# Ich treatment not working! Fish dying!!!!



## letsgowildcats (Mar 30, 2012)

Ich still is covering my fish even after 10+ days of treatment! I have been leaving the light off, medicating them with Quick Cure, and raised the temp to 85 but nothing is working!!! Water parameters are fine, but I had 3 cherry barbs die in one day. Could this be a disease other than ich? I don't know what to do and it won't go away!!!!


----------



## Manafel (Sep 4, 2011)

Does it look like little grains of salt on their bodies, or does it look fuzzy? Can you get a picture? Have you tried medicating with Aquarium Salt?


----------



## NeonShark666 (Dec 13, 2010)

Try making 10-20% water changes every other day. If you don't have plants, Corys or Plecos in your tank try adding some salt. Make sure your tank has good aeriation and filtration. Change filter pads frequently. Try to avoid sudden changes (ph, temp, hardness). Strss brings on thing like ick.


----------



## letsgowildcats (Mar 30, 2012)

I have cories, a rubberlip pleco, and tetras along with a german ram and odessa barbs. The rest of my cherry barbs have died today, but the other fish are still lively and active, but still have the while spots on them. The spots are not fuzzy and are mostly on the Odessa barbs now, with some of the spots even on their eyeballs.
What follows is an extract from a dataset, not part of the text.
PR #170, opened 2017-01-29
Add unit test for CatalogRelationStatistics

jianqiao:
This PR adds unit tests for CatalogRelationStatistics. It tests that the `\analyze` command can produce correct stats, and that the `is_exact_` flag be set properly with insert / update / delete / analyze operations.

I feel really bad for those guys! I did recently change a filter pad on one of my 2 filters and just cleaned the other one. I am still conflicted on whether to change the other one, as I believe the majority of the biological bacteria reside in the filter rather than the bio wheel(which has recently stopped spinning again, even after cleaning the filter pad.

Anyways, salt is out of the question, aeriation is good(3 air stones on either side and middle), and the water parameters have been monitored daily and have been completely stable(20 pmm no3, 0ppm no2, moderately hard water, 7.5 ph). The temp is 85. 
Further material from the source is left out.